## [Your goal]
Set down the listing again, word for word.

## [Source records]
↓↓↓

Issue #183, opened 2021-12-14
Unclear how to "turn off" number_of_environments and number_of_environments_total options


away168:
For the resource "env0_project_policy" 
It is unclear how to mark "uncheck" like in the UI the following options:

      number_of_environments
      number_of_environments_total

mmclane:
I am seeing the same thing.

eranelbaz:
Hey, @away168 + @mmclane, we'll take a look at that,
my suggestion is If `number_of_environments` or `number_of_environments_total` set to `null` we'll uncheck those checkboxes
WDYT?

yaronya:
@eranelbaz I believe both removal and explicit `null` should disable the checkboxes. I believe currently only the former takes place but double check me

samuel-br:
>  I believe both removal and explicit `null` should disable the checkboxes. I believe currently only the former takes place but double check me

@yaronya 

for what  I checked when explicit null is disable the checkbox, I don't really understand what you meant about "removal", do you mean remove by enter '0' to the value? cause this is enforced  as error or to remove the fields from the TF file?

eranelbaz:
We confirmed when the values are null those checkboxes are uncheck

PR #208, opened 2022-01-18
Feat: environment scheduling resource

### LINKED ISSUE #194: environment scheduling
We should add support for environment scheduling as we have in our frontend under Environment -> Triggers ->  Scheduling

```
resource "env0_environment_scheduling" "name" {
	environment_id = "id" 
	deploy = "cron string"
	destroy = "cron string"
}
```

the deploy + destroy are optional but must at least one of them
need to validate they are valid cron string

data - 
```
data "env0_environment" "environment" {
  name   =  "name"
}

data "env0_environment_scheduling" "name" {
	environment_id = data.env0_environment.environment.id
}

output "deploy_scheduling" {
	value = data.env0_environment_scheduling.name.deploy
}


output "destroy_scheduling" {
	value = data.env0_environment_scheduling.name.destroy
}
```

yaronya:
Add `resource_environment_scheduling`
Resolves #194 

### Solution
☝️ 
Also changed the environment scheduling expression model to cope with empty values, hence turned it to a pointer


yaronya:
[Terraform provider - adding environment scheduling resource](https://trello.com/c/xRukN8AL/5225-terraform-provider-adding-environment-scheduling-resource)

env0/provider.go
```diff
@@ -59,6 +59,7 @@ func Provider(version string) plugin.ProviderFunc {
 				"env0_team_project_assignment":              resourceTeamProjectAssignment(),
 				"env0_team":                                 resourceTeam(),
 				"env0_environment":                          resourceEnvironment(),
+				"env0_environment_scheduling":               resourceEnvironmentScheduling(),
```
eranelbaz, line 62: what about data?

env0/resource_environment_scheduling.go
```diff
@@ -0,0 +1,128 @@
...
+		Schema: map[string]*schema.Schema{
+			"environment_id": {
+				Type:        schema.TypeString,
+				Description: "the environment's id",
+				Required:    true,
+				ForceNew:    true,
+			},
+			"destroy_cron": {
+				Type:             schema.TypeString,
+				Description:      "Cron expression for scheduled destroy of the environment",
```
eranelbaz, line 46: maybe add `should be different from deploy_cron`?

env0/resource_environment_scheduling.go
```diff
@@ -0,0 +1,128 @@
...
+	environmentScheduling, err := apiClient.EnvironmentScheduling(environmentId)
+
+	if err != nil {
+		return diag.Errorf("could not get environment scheduling: %v", err)
+	}
+
+	if environmentScheduling.Deploy != nil {
+		d.Set("deploy_cron", environmentScheduling.Deploy.Cron)
+	} else {
+		d.Set("deploy_cron", "")
```
eranelbaz, line 76: why you need to set that?
isn't that empty string by default? or why does it matter?

env0/resource_environment_scheduling.go
```diff
@@ -0,0 +1,128 @@
...
+
+	payload := EnvironmentScheduling{}
+
+	if deployCron != "" {
+		payload.Deploy = &EnvironmentSchedulingExpression{Cron: deployCron, Enabled: true}
+	}
+
+	if destroyCron != "" {
+		payload.Destroy = &EnvironmentSchedulingExpression{Cron: destroyCron, Enabled: true}
+	}
```
eranelbaz, line 104: i have a feeling this will create the same issue as https://github.com/env0/terraform-provider-env0/issues/183
can you make sure thats not happening here?

eranelbaz (commented):
code looking good, just have other issues IMO

please also attach the issue you are resolving
generate docs
add examples
`harness.go`?
data?

GiliFaroEnv0 (approved):
LGTM!
just look at my suggestion

GiliFaroEnv0 (dismissed):
look on @eranelbaz requests

env0/provider.go
yaronya: There is no real usage of having a data resource for environment scheduling. 
What would you use out of it? the cron expression?

env0/resource_environment_scheduling.go
yaronya: Since this isn't something we state in UI, didn't feel I need to add it here. It would immediately fail once a user enters the same value...

env0/resource_environment_scheduling.go
yaronya: That's how you handle drift detection. In case something removed one of the crons, the read operation needs to be update the state accordingly

env0/resource_environment_scheduling.go
yaronya: Cron's can't be `""` as it's not a valid cron expression, so `""` means default empty value. In your example, the value is number so either `0` or deleting it means removal (which unlike environment scheduling, is quite confusing)

env0/resource_environment_scheduling.go
eranelbaz: but the user will try to run `terraform apply` with that and we'll fail him on runtime 
i think that bad UX...

env0/provider.go
eranelbaz: 🤷 
we can leave that behind until someone will ask

env0/resource_environment_scheduling.go
yaronya: WDYM bad UX? That's the whole purpose of schema validations in terraform - it fails on plan time

eranelbaz: so idk if that will fail on plan since the validation happen on the `create` which is `apply`
why not just write that in the description?
then people will see "huhh i can't have the same cron here and there" when they write there tf

yaronya: It'd fail on plan, that's how schema validations work in TF provider. You can read it in their docs and also check it yourself

Since we don't explicitly state every validation or restriction we have in our docs, it neither felt to me as time to start doing it

yaronya: I thought we were talking about the cron expression validation for a sec. Anyways, I've added it in 2cbc05e but bear in mind that we don't do that usually (for any other validation that runs on CRUD)

eranelbaz (approved):

client/environment_scheduling.go
```diff
@@ -15,8 +15,10 @@ func (self *ApiClient) EnvironmentScheduling(environmentId string) (EnvironmentS
 func (self *ApiClient) EnvironmentSchedulingUpdate(environmentId string, payload EnvironmentScheduling) (EnvironmentScheduling, error) {
 	var result EnvironmentScheduling
 
-	if payload.Deploy.Cron == payload.Destroy.Cron {
-		return EnvironmentScheduling{}, errors.New("deploy and destroy cron expressions must not be the same")
+	if payload.Deploy != nil && payload.Destroy != nil {
+		if payload.Deploy != nil && payload.Deploy.Cron == payload.Destroy.Cron {
```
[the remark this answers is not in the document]
yaronya: Oops
e1de49f

GiliFaroEnv0 (approved):
GJ!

↑↑↑

## [Task result]
Issue #183, opened 2021-12-14
Unclear how to "turn off" number_of_environments and number_of_environments_total options


away168:
For the resource "env0_project_policy" 
It is unclear how to mark "uncheck" like in the UI the following options:

      number_of_environments
      number_of_environments_total

mmclane:
I am seeing the same thing.

eranelbaz:
Hey, @away168 + @mmclane, we'll take a look at that,
my suggestion is If `number_of_environments` or `number_of_environments_total` set to `null` we'll uncheck those checkboxes
WDYT?

yaronya:
@eranelbaz I believe both removal and explicit `null` should disable the checkboxes. I believe currently only the former takes place but double check me

samuel-br:
>  I believe both removal and explicit `null` should disable the checkboxes. I believe currently only the former takes place but double check me

@yaronya 

for what  I checked when explicit null is disable the checkbox, I don't really understand what you meant about "removal", do you mean remove by enter '0' to the value? cause this is enforced  as error or to remove the fields from the TF file?

eranelbaz:
We confirmed when the values are null those checkboxes are uncheck

PR #208, opened 2022-01-18
Feat: environment scheduling resource

### LINKED ISSUE #194: environment scheduling
We should add support for environment scheduling as we have in our frontend under Environment -> Triggers ->  Scheduling

```
resource "env0_environment_scheduling" "name" {
	environment_id = "id" 
	deploy = "cron string"
	destroy = "cron string"
}
```

the deploy + destroy are optional but must at least one of them
need to validate they are valid cron string

data - 
```
data "env0_environment" "environment" {
  name   =  "name"
}

data "env0_environment_scheduling" "name" {
	environment_id = data.env0_environment.environment.id
}

output "deploy_scheduling" {
	value = data.env0_environment_scheduling.name.deploy
}


output "destroy_scheduling" {
	value = data.env0_environment_scheduling.name.destroy
}
```

yaronya:
Add `resource_environment_scheduling`
Resolves #194 

### Solution
☝️ 
Also changed the environment scheduling expression model to cope with empty values, hence turned it to a pointer


yaronya:
[Terraform provider - adding environment scheduling resource](https://trello.com/c/xRukN8AL/5225-terraform-provider-adding-environment-scheduling-resource)

env0/provider.go
```diff
@@ -59,6 +59,7 @@ func Provider(version string) plugin.ProviderFunc {
 				"env0_team_project_assignment":              resourceTeamProjectAssignment(),
 				"env0_team":                                 resourceTeam(),
 				"env0_environment":                          resourceEnvironment(),
+				"env0_environment_scheduling":               resourceEnvironmentScheduling(),
```
eranelbaz, line 62: what about data?

env0/resource_environment_scheduling.go
```diff
@@ -0,0 +1,128 @@
...
+		Schema: map[string]*schema.Schema{
+			"environment_id": {
+				Type:        schema.TypeString,
+				Description: "the environment's id",
+				Required:    true,
+				ForceNew:    true,
+			},
+			"destroy_cron": {
+				Type:             schema.TypeString,
+				Description:      "Cron expression for scheduled destroy of the environment",
```
eranelbaz, line 46: maybe add `should be different from deploy_cron`?

env0/resource_environment_scheduling.go
```diff
@@ -0,0 +1,128 @@
...
+	environmentScheduling, err := apiClient.EnvironmentScheduling(environmentId)
+
+	if err != nil {
+		return diag.Errorf("could not get environment scheduling: %v", err)
+	}
+
+	if environmentScheduling.Deploy != nil {
+		d.Set("deploy_cron", environmentScheduling.Deploy.Cron)
+	} else {
+		d.Set("deploy_cron", "")
```
eranelbaz, line 76: why you need to set that?
isn't that empty string by default? or why does it matter?

env0/resource_environment_scheduling.go
```diff
@@ -0,0 +1,128 @@
...
+
+	payload := EnvironmentScheduling{}
+
+	if deployCron != "" {
+		payload.Deploy = &EnvironmentSchedulingExpression{Cron: deployCron, Enabled: true}
+	}
+
+	if destroyCron != "" {
+		payload.Destroy = &EnvironmentSchedulingExpression{Cron: destroyCron, Enabled: true}
+	}
```
eranelbaz, line 104: i have a feeling this will create the same issue as https://github.com/env0/terraform-provider-env0/issues/183
can you make sure thats not happening here?

eranelbaz (commented):
code looking good, just have other issues IMO

please also attach the issue you are resolving
generate docs
add examples
`harness.go`?
data?

GiliFaroEnv0 (approved):
LGTM!
just look at my suggestion

GiliFaroEnv0 (dismissed):
look on @eranelbaz requests

env0/provider.go
yaronya: There is no real usage of having a data resource for environment scheduling. 
What would you use out of it? the cron expression?

env0/resource_environment_scheduling.go
yaronya: Since this isn't something we state in UI, didn't feel I need to add it here. It would immediately fail once a user enters the same value...

env0/resource_environment_scheduling.go
yaronya: That's how you handle drift detection. In case something removed one of the crons, the read operation needs to be update the state accordingly

env0/resource_environment_scheduling.go
yaronya: Cron's can't be `""` as it's not a valid cron expression, so `""` means default empty value. In your example, the value is number so either `0` or deleting it means removal (which unlike environment scheduling, is quite confusing)

env0/resource_environment_scheduling.go
eranelbaz: but the user will try to run `terraform apply` with that and we'll fail him on runtime 
i think that bad UX...

env0/provider.go
eranelbaz: 🤷 
we can leave that behind until someone will ask

env0/resource_environment_scheduling.go
yaronya: WDYM bad UX? That's the whole purpose of schema validations in terraform - it fails on plan time

eranelbaz: so idk if that will fail on plan since the validation happen on the `create` which is `apply`
why not just write that in the description?
then people will see "huhh i can't have the same cron here and there" when they write there tf

yaronya: It'd fail on plan, that's how schema validations work in TF provider. You can read it in their docs and also check it yourself

Since we don't explicitly state every validation or restriction we have in our docs, it neither felt to me as time to start doing it

yaronya: I thought we were talking about the cron expression validation for a sec. Anyways, I've added it in 2cbc05e but bear in mind that we don't do that usually (for any other validation that runs on CRUD)

eranelbaz (approved):

client/environment_scheduling.go
```diff
@@ -15,8 +15,10 @@ func (self *ApiClient) EnvironmentScheduling(environmentId string) (EnvironmentS
 func (self *ApiClient) EnvironmentSchedulingUpdate(environmentId string, payload EnvironmentScheduling) (EnvironmentScheduling, error) {
 	var result EnvironmentScheduling
 
-	if payload.Deploy.Cron == payload.Destroy.Cron {
-		return EnvironmentScheduling{}, errors.New("deploy and destroy cron expressions must not be the same")
+	if payload.Deploy != nil && payload.Destroy != nil {
+		if payload.Deploy != nil && payload.Deploy.Cron == payload.Destroy.Cron {
```
[the remark this answers is not in the document]
yaronya: Oops
e1de49f

GiliFaroEnv0 (approved):
GJ!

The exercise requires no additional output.